* ENTRIES SUPPLIED *

PR #8721, opened 2026-03-02
feat: support mount-symlinks option in extract_tarfile

bnusunny:
## Summary

Pass the `mount_symlinks` option through to `extract_tarfile` so that symlinks are preserved during tarball extraction when `--mount-symlinks` is enabled.

## Changes

- Added `mount_symlinks` parameter to `extract_tarfile()` (defaults to `False`, no behavior change without the flag)
- Updated `Container.copy()` to forward `self._mount_symlinks` to `extract_tarfile()`
- Added unit tests for the new parameter

## Testing

- All existing unit tests pass
- Added test for symlink preservation when `mount_symlinks=True`

By submitting this pull request, I confirm that my contribution is made under the terms of the Apache-2.0 license.

### DIFF
--- a/.github/workflows/build.yml
+++ b/.github/workflows/build.yml
@@ -55,7 +55,7 @@ jobs:
           - ubuntu-latest
           - windows-latest
         python:
-          - "3.10.12"
+          - "3.10"
           - "3.11"
     steps:
     # This allows temp file creation on drive D, which won't trigger windows defender scan and leads to faster IO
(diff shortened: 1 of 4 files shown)


samcli/lib/utils/tar.py
```diff
@@ -130,13 +131,30 @@ def extract_tarfile(
 
     unpack_dir Union[str, os.PathLike]
         The directory where the tarfile members will be extracted.
+
+    mount_symlinks bool
```
roger-zhangg, line 135: we need to update cli help document as well right?

valerena: This parameter already exists for sam build. 
https://docs.aws.amazon.com/serverless-application-model/latest/developerguide/sam-cli-command-reference-sam-build.html#ref-sam-cli-build-options-mount-symlinks

roger-zhangg:
waiting for :https://github.com/aws/aws-sam-cli/pull/8723 to be merged to update python3.9 version

.github/workflows/build.yml
```diff
@@ -55,7 +55,7 @@ jobs:
           - ubuntu-latest
           - windows-latest
         python:
-          - "3.10"
+          - "3.10.12"
```
valerena: 3.10.11 is the last version available 😕https://raw.githubusercontent.com/actions/python-versions/main/versions-manifest.json 

(probably because 3.10 is old now and newer versions [don't come with official installers](https://www.python.org/downloads/release/python-31020/#:~:text=binary%20installers%20are%20no%20longer%20provided%20for%20it.))

roger-zhangg (dismissed):
LGTM

roger-zhangg (approved):

Issue #1355, opened 2019-08-21
feat(init): load .env file at startup of sam local


rynop:
### Describe your idea/feature/enhancement

It would be great if `sam local` loaded env vars from a `.env` file instead of a non-standard `--env-vars` JSON file.

### Proposal

Create an option `--use-dotenv` that will tell the docker container to load env vars from a `.env` file prior to launching the lambda.  Vars defined in `.env` will apply to ALL lambda functions defined in the sam `template.yml`

This will eliminate the need to dual maintenance a `.env` and a `sam-env.json` file.   A `.env` file is needed for local dev that does not need to run through a lambda simulator (for more rapid development iterations).

`--env-vars` is still useful for variables that are specific to an individual lambda.

sanathkr:
Thanks for the feature request. 

The `.env` files look like a docker-compose thing, but SAM CLI doesn't use docker-compose. How do you envision this `--use-dotenv` flag to work? It would be good if you can describe with a more detailed example

rynop:
Thanks. dotenv (aka `.env`) is not a Docker thing.  It is a pretty common practice across most popular languages: [node](https://github.com/motdotla/dotenv), [go](https://github.com/joho/godotenv), [python](https://pypi.org/project/python-dotenv/) etc.

Flow of how it would work (I propose a shorter `--dotenv` CLI option):
1.  Create a `.env` file (format is standardized, @see any link above)
1.  Run `sam local invoke|start-api|start-lambda --dotenv <path to .env>`
1.  Upon launch of sam docker container, because `--dotenv` was specified, sam local runtime loads the contents of the `.env` file specified into the execution environment. I know I've seen output from the sam local container at startup, state that it saw a `.env` and to install some python module to read it - so I'm guessing sam local is using python under the covers. If so, just leverage https://pypi.org/project/python-dotenv/

Code running inside sam local container, can now access any of the variables defined in the `.env` file as they are now in the execution environment - for ex just as the `PATH` env var is [avail to any lambda](https://docs.aws.amazon.com/lambda/latest/dg/lambda-environment-variables.html) regardless of language/runtime.

bitcod3r:
Hello. Please, do you have any plan or temptative date to implement this new feature? Thanks in advance 🙂

schematis:
This is something I'd like to see as well. I'm coming from the serverless framework and they've implemented this so that you can do `${env:ENV_VAR}` in the template and it will pull from either dotenv or an environment variable.

[...]

PR #8746, opened 2026-03-06
feat: add .env file format support for --env-vars option

licjun:
#1355 

The --env-vars option now auto-detects the file format. When a file is provided:
1. It first attempts to parse the file as JSON (existing behavior, backward compatible)
2. If JSON parsing fails, it falls back to .env format using the python-dotenv library
3. Variables from .env files are treated as global parameters (wrapped in {"Parameters": {...}} structure)
4. If the file is neither valid JSON nor valid .env (no key-value pairs found), an error is raised

Example usage:
bash
# JSON still works as before
sam local invoke MyFunction --env-vars env.json

# .env files now also work
sam local invoke MyFunction --env-vars .env

Note: .env files only support global variables (applied to all functions). For function-specific variables, continue using JSON format.

- Adds python-dotenv~=1.0.0 as a new dependency
- Files that previously failed as invalid JSON may now succeed if they are valid .env format. This is intentional and more permissive behavior.
- No breaking changes — existing JSON files work exactly as before

#### Mandatory Checklist

- [x] Write/update unit tests
- [ ] make pr passes
- [ ] make update-reproducible-reqs if dependencies were changed
- [ ] Write documentation

### DIFF
--- a/tests/integration/local/invoke/test_integrations_cli.py
+++ b/tests/integration/local/invoke/test_integrations_cli.py
@@ -268,24 +268,6 @@ class TestSamPythonHelloWorldIntegration(IntegrationCliIntegBase):
         self.assertEqual(process_stdout.decode("utf-8"), '"GlobalVar"')
 
     @pytest.mark.flaky(reruns=3)
-    def test_invoke_with_dotenv_file(self):
-        command_list = InvokeIntegBase.get_command_list(
-            "EchoGlobalCustomEnvVarFunction",
-            template_path=self.template_path,
-            event_path=self.event_path,
-            env_var_path=self.dotenv_path,
-        )
-
-        process = Popen(command_list, stdout=PIPE)
-        try:
-            stdout, _ = process.communicate(timeout=TIMEOUT)
-        except TimeoutExpired:
-            process.kill()
-            raise
-        process_stdout = stdout.strip()
-        self.assertEqual(process_stdout.decode("utf-8"), '"GlobalVar"')
-
-    @pytest.mark.flaky(reruns=3)
     def test_invoke_with_invoke_image_provided(self):
         command_list = InvokeIntegBase.get_command_list(
             "HelloWorldServerlessFunction",
--- a/tests/unit/commands/local/cli_common/test_invoke_context.py
+++ b/tests/unit/commands/local/cli_common/test_invoke_context.py
@@ -1303,38 +1303,6 @@ class TestInvokeContext_get_env_vars_value(TestCase):
         finally:
             os.unlink(filename)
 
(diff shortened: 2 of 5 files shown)


tests/integration/local/invoke/test_integrations_cli.py
reedham-aws, line 1: I'm not sure I personally think this needs an integration test. I'd be satisfied with unit tests confirming the behavior is the same across file formats. Open to what others think, though. This is not a blocking comment.

tests/unit/commands/local/cli_common/test_invoke_context.py
```diff
@@ -1268,20 +1269,105 @@ def test_must_read_file_and_parse_as_json(self):
...
+
+        with tempfile.NamedTemporaryFile(mode="w", suffix=".env", delete=False) as f:
+            f.write(file_data)
+            filename = f.name
+
+        try:
+            result = InvokeContext._get_env_vars_value(filename)
+            self.assertEqual(expected, result)
+        finally:
+            os.unlink(filename)
```
reedham-aws: Seems like these two probably test the library more than they test our code's functionality.

tests/unit/commands/local/cli_common/test_invoke_context.py
```diff
@@ -1268,20 +1269,105 @@ def test_must_read_file_and_parse_as_json(self):
...
+        try:
+            with self.assertRaises(InvalidEnvironmentVariablesFileException) as ex_ctx:
+                InvokeContext._get_env_vars_value(filename)
+
+            msg = str(ex_ctx.exception)
+            self.assertIn("not in valid JSON or .env format", msg)
+        finally:
+            os.unlink(filename)
+
+    def test_must_parse_dotenv_with_special_characters(self):
```
reedham-aws: Same with this one in terms of testing library functionality.

tests/integration/local/invoke/test_integrations_cli.py
licjun: Makes sense. The integration test exercises the same code path as the global JSON env vars test — the only difference is the file parsing, which is already covered by unit tests.

tests/unit/commands/local/cli_common/test_invoke_context.py
licjun: Fair point.

reedham-aws (approved):

tests/integration/local/invoke/test_integrations_cli.py
reedham-aws: That being said, I could see the value in it. If another reviewer feels strongly, I'd approve either way.

vicheey (approved):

* REQUIRED WORK *
Using the entries above, give back exactly the line containing "# .env files now also work", the line containing "- Adds python-dotenv~=1.0.0", and every line between them, and nothing else.

* RESPONSE AREA *
# .env files now also work
sam local invoke MyFunction --env-vars .env

Note: .env files only support global variables (applied to all functions). For function-specific variables, continue using JSON format.

- Adds python-dotenv~=1.0.0 as a new dependency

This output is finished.